Start of Block
PR #4064, opened 2026-06-16
[do not merge] zarrs bindings 

d-v-b:

Adds pluggable array engines and a zarrista-backed engine. At the current head this is wired into Zarr's array creation/opening APIs through `engine=`, including `engine="zarrista"`; it is no longer only a standalone CRUD prototype.

The zarrista engine uses the separate `zarrista` package and `zarr-indexing` to resolve supported selections over the backend's subset reads and writes. Dense forward writes can use a subset call; other supported selections use chunk-grouped read/modify/write. Request normalization, planner capabilities, supported dtypes, and storage adapters limit this integration. It does not establish full NumPy indexing compatibility.

Validity-mask tensor layouts are currently rejected because this engine does not preserve those masks. That is an implementation limitation, not a claim that Python or NumPy cannot represent masked data.

Development dependencies are declared in the `zarrista` dependency group, with zarrista tracked from Git and pinned in the lockfile. Build requirements depend on how that dependency is installed; the former description of an in-repository Rust bindings subpackage is obsolete.

The earlier benchmark table and approximately 15x claim described a prior prototype and are omitted from this current-head description. No current end-to-end speedup is established by this factual documentation audit.


d-v-b:
@clbarnes related to your interests

docs/superpowers/specs/2026-06-11-zarrs-functional-api-design.md
```diff
@@ -0,0 +1,210 @@
...
+async def create_new_group(metadata, store, path) -> None          # error if node exists
+async def create_overwrite_group(metadata, store, path) -> None
+async def create_new_array(metadata, store, path) -> None
+async def create_overwrite_array(metadata, store, path) -> None
+async def read_metadata(store, path) -> dict[str, JSON]            # array or group doc
+async def delete_node(store, path) -> None
+async def list_children(store, path) -> list[tuple[str, dict]]     # (path, metadata)
+
+# chunk-level I/O
+async def decode_chunk(metadata, store, path, chunk_coords, *, selection=None) -> np.ndarray
```
kylebarron: Returning an ndarray will force a copy out of rust memory. Longer term, I'd perhaps suggest instead making a wrapper class on the Rust side that will expose an ndarray. At least whenever the data type is supported by the buffer protocol that should remove a memory copy. See for example [`async_tiff.Array`](https://developmentseed.org/async-tiff/latest/api/array/)

docs/superpowers/specs/2026-06-11-zarrs-functional-api-design.md
```diff
@@ -0,0 +1,210 @@
...
+
+## Store bridge
+
+A Rust-side `StoreConfig` resolver, tried in priority order:
+
+1. `zarr.storage.LocalStore` → native `zarrs_filesystem` store.
+2. obstore-backed `ObjectStore` → `zarrs_object_store` (Phase 3).
+3. **Anything else** → generic `PyStore`: a Rust struct implementing
+   `ReadableStorageTraits` / `WritableStorageTraits` /
+   `ListableStorageTraits` over a Python callback object.
```
kylebarron: Nit: as you might expect from our zulip discussion I'm hesitant to lump all of these together. I'm interested in spending a little time with this thinking about how to represent these traits through a Python API

docs/superpowers/specs/2026-06-11-zarrs-functional-api-design.md
```diff
@@ -0,0 +1,210 @@
...
+
+The callback path: the async API function wraps the user's `Store` in a small
+sync Python shim whose methods submit coroutines to zarr-python's existing
+sync event-loop thread (`zarr.core.sync`,
+`asyncio.run_coroutine_threadsafe(...)` + blocking result). Rust calls the
+shim while holding no locks of its own. This makes any conformant `Store`
+(Memory, Zip, Logging, Wrapper, user-defined) work without Rust knowing its
+type. Deadlock safety relies on the existing invariant that code running on
+the zarr sync loop never blocks on these Rust entry points.
```
kylebarron: You know I don't love this 😅. I'd like to specialize Sync and Async stores on the rust side.

docs/superpowers/specs/2026-06-11-zarrs-functional-api-design.md
```diff
@@ -0,0 +1,210 @@
...
+
+## Array construction cache
+
+`Array::new_with_metadata` (serde-parsing the metadata document and building the
+codec chain) is the dominant per-call cost on the native path — measured at
+~20µs for a bytes-only array up to ~80µs for sharded+blosc, against single-digit
+µs of actual chunk I/O on a warm filesystem. To amortize it across the common
+"open one array, then do many chunk operations" pattern, the chunk/region
+routines memoize the constructed `Array` in a process-global LRU cache
+(capacity 128) keyed on `(filesystem root, node path, metadata JSON)`.
```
End of Block
> **Task directions**
Word for word, output all of the material above.

> **Response below**
PR #4064, opened 2026-06-16
[do not merge] zarrs bindings 

d-v-b:

Adds pluggable array engines and a zarrista-backed engine. At the current head this is wired into Zarr's array creation/opening APIs through `engine=`, including `engine="zarrista"`; it is no longer only a standalone CRUD prototype.

The zarrista engine uses the separate `zarrista` package and `zarr-indexing` to resolve supported selections over the backend's subset reads and writes. Dense forward writes can use a subset call; other supported selections use chunk-grouped read/modify/write. Request normalization, planner capabilities, supported dtypes, and storage adapters limit this integration. It does not establish full NumPy indexing compatibility.

Validity-mask tensor layouts are currently rejected because this engine does not preserve those masks. That is an implementation limitation, not a claim that Python or NumPy cannot represent masked data.

Development dependencies are declared in the `zarrista` dependency group, with zarrista tracked from Git and pinned in the lockfile. Build requirements depend on how that dependency is installed; the former description of an in-repository Rust bindings subpackage is obsolete.

The earlier benchmark table and approximately 15x claim described a prior prototype and are omitted from this current-head description. No current end-to-end speedup is established by this factual documentation audit.


d-v-b:
@clbarnes related to your interests

docs/superpowers/specs/2026-06-11-zarrs-functional-api-design.md
```diff
@@ -0,0 +1,210 @@
...
+async def create_new_group(metadata, store, path) -> None          # error if node exists
+async def create_overwrite_group(metadata, store, path) -> None
+async def create_new_array(metadata, store, path) -> None
+async def create_overwrite_array(metadata, store, path) -> None
+async def read_metadata(store, path) -> dict[str, JSON]            # array or group doc
+async def delete_node(store, path) -> None
+async def list_children(store, path) -> list[tuple[str, dict]]     # (path, metadata)
+
+# chunk-level I/O
+async def decode_chunk(metadata, store, path, chunk_coords, *, selection=None) -> np.ndarray
```
kylebarron: Returning an ndarray will force a copy out of rust memory. Longer term, I'd perhaps suggest instead making a wrapper class on the Rust side that will expose an ndarray. At least whenever the data type is supported by the buffer protocol that should remove a memory copy. See for example [`async_tiff.Array`](https://developmentseed.org/async-tiff/latest/api/array/)

docs/superpowers/specs/2026-06-11-zarrs-functional-api-design.md
```diff
@@ -0,0 +1,210 @@
...
+
+## Store bridge
+
+A Rust-side `StoreConfig` resolver, tried in priority order:
+
+1. `zarr.storage.LocalStore` → native `zarrs_filesystem` store.
+2. obstore-backed `ObjectStore` → `zarrs_object_store` (Phase 3).
+3. **Anything else** → generic `PyStore`: a Rust struct implementing
+   `ReadableStorageTraits` / `WritableStorageTraits` /
+   `ListableStorageTraits` over a Python callback object.
```
kylebarron: Nit: as you might expect from our zulip discussion I'm hesitant to lump all of these together. I'm interested in spending a little time with this thinking about how to represent these traits through a Python API

docs/superpowers/specs/2026-06-11-zarrs-functional-api-design.md
```diff
@@ -0,0 +1,210 @@
...
+
+The callback path: the async API function wraps the user's `Store` in a small
+sync Python shim whose methods submit coroutines to zarr-python's existing
+sync event-loop thread (`zarr.core.sync`,
+`asyncio.run_coroutine_threadsafe(...)` + blocking result). Rust calls the
+shim while holding no locks of its own. This makes any conformant `Store`
+(Memory, Zip, Logging, Wrapper, user-defined) work without Rust knowing its
+type. Deadlock safety relies on the existing invariant that code running on
+the zarr sync loop never blocks on these Rust entry points.
```
kylebarron: You know I don't love this 😅. I'd like to specialize Sync and Async stores on the rust side.

docs/superpowers/specs/2026-06-11-zarrs-functional-api-design.md
```diff
@@ -0,0 +1,210 @@
...
+
+## Array construction cache
+
+`Array::new_with_metadata` (serde-parsing the metadata document and building the
+codec chain) is the dominant per-call cost on the native path — measured at
+~20µs for a bytes-only array up to ~80µs for sharded+blosc, against single-digit
+µs of actual chunk I/O on a warm filesystem. To amortize it across the common
+"open one array, then do many chunk operations" pattern, the chunk/region
+routines memoize the constructed `Array` in a process-global LRU cache
+(capacity 128) keyed on `(filesystem root, node path, metadata JSON)`.
```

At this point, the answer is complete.